## Task instructions
Please give again, exactly and only, the stretch of lines from the one containing "diversemix, line 259: Doesn't" to the end of the entries below.

Stored entries
********************

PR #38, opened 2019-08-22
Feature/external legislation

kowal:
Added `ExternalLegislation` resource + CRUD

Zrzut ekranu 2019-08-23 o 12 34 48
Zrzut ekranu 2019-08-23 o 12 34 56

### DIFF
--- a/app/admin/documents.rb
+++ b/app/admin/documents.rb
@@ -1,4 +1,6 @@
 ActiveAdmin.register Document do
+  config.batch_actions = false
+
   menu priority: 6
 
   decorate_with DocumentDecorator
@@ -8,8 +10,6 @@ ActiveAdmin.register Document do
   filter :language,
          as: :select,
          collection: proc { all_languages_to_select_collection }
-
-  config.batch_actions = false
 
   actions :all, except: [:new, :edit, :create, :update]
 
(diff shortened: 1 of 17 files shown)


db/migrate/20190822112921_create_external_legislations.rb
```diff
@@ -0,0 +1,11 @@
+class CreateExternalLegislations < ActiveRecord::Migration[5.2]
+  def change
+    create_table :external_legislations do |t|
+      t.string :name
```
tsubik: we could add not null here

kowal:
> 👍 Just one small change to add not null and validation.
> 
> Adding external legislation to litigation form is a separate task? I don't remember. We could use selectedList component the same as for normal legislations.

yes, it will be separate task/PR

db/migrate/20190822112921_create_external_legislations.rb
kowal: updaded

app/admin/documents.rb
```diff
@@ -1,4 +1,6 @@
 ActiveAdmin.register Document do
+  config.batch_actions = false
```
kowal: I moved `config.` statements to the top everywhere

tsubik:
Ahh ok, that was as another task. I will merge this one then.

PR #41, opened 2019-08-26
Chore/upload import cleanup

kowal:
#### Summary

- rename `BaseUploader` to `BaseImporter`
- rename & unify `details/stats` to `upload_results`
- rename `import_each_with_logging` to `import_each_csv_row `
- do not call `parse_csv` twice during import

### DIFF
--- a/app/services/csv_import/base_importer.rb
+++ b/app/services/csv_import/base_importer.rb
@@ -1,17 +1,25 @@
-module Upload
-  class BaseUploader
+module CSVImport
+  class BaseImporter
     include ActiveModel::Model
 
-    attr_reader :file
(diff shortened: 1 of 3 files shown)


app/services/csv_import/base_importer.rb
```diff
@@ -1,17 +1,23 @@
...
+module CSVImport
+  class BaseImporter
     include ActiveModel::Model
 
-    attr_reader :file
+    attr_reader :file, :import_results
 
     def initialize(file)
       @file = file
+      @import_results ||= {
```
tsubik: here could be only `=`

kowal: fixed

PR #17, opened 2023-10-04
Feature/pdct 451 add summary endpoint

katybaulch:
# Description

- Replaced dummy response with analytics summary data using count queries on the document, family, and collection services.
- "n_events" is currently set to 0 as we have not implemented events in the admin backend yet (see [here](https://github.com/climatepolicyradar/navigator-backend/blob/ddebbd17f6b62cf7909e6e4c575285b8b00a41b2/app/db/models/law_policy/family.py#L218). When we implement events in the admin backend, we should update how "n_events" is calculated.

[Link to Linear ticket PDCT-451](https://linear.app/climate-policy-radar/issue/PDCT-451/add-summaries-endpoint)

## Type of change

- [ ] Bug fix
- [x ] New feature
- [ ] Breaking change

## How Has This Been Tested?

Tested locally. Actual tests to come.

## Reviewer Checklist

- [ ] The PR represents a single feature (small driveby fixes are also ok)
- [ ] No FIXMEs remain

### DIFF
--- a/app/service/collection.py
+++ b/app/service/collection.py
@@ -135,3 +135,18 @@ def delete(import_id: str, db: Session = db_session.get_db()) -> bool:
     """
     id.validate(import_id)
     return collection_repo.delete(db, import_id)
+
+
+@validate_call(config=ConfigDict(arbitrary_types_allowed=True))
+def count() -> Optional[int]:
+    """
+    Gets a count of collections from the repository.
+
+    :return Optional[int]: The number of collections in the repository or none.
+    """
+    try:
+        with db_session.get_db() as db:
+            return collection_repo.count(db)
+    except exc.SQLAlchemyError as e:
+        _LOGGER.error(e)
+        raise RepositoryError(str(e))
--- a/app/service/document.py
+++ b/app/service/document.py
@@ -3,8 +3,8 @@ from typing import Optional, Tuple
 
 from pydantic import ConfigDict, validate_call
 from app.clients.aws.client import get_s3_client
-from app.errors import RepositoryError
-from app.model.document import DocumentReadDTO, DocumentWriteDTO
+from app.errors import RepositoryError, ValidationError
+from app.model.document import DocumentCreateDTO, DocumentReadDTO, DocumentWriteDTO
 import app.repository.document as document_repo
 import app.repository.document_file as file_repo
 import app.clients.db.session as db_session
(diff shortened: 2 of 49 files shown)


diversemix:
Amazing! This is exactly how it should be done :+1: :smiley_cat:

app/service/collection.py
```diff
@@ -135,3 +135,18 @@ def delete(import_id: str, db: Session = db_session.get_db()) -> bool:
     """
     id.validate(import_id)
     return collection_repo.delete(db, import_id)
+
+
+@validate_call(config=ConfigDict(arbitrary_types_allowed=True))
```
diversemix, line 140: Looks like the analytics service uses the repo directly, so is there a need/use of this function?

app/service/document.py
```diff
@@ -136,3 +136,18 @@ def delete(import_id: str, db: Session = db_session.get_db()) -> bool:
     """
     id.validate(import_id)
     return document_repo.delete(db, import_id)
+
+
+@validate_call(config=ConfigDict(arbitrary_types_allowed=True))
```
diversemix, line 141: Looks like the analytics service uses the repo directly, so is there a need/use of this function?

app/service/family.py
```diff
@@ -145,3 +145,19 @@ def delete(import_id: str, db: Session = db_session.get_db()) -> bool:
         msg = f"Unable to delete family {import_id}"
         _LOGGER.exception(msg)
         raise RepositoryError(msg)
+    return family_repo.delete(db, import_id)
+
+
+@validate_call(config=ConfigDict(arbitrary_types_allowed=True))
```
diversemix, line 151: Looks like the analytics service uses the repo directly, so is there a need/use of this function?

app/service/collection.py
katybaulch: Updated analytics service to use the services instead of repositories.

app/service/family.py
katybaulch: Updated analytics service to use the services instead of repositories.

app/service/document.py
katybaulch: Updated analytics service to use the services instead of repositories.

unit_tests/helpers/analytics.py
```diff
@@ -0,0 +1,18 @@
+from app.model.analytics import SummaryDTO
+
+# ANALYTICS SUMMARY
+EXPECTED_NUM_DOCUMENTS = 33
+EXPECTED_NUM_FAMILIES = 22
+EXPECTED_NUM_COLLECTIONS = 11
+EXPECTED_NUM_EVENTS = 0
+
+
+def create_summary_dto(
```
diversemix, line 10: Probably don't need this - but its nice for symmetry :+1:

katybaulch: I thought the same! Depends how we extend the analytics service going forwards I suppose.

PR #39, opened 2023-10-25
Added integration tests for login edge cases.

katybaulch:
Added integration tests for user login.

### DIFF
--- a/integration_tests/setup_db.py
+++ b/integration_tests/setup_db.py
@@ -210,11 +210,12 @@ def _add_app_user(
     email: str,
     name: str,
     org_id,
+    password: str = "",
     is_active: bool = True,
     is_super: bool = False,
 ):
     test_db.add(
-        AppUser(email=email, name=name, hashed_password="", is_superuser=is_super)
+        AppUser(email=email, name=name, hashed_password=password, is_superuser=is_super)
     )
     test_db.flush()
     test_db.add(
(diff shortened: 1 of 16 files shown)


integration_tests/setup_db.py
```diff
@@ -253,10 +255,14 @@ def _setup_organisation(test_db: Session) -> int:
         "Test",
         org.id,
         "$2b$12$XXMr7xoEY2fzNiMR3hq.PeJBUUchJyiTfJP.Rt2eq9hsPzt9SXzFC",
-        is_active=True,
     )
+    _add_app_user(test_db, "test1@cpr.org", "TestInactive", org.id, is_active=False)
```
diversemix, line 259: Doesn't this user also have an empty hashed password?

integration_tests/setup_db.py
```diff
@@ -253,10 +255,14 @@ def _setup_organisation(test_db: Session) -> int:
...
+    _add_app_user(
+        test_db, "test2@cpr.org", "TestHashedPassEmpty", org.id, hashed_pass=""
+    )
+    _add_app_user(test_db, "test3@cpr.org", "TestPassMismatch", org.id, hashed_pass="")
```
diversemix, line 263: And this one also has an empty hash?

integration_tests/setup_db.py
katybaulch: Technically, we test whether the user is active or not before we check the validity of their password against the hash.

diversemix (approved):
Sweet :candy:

********************

## Answer for this exercise
diversemix, line 259: Doesn't this user also have an empty hashed password?

integration_tests/setup_db.py
```diff
@@ -253,10 +255,14 @@ def _setup_organisation(test_db: Session) -> int:
...
+    _add_app_user(
+        test_db, "test2@cpr.org", "TestHashedPassEmpty", org.id, hashed_pass=""
+    )
+    _add_app_user(test_db, "test3@cpr.org", "TestPassMismatch", org.id, hashed_pass="")
```
diversemix, line 263: And this one also has an empty hash?

integration_tests/setup_db.py
katybaulch: Technically, we test whether the user is active or not before we check the validity of their password against the hash.

diversemix (approved):
Sweet :candy:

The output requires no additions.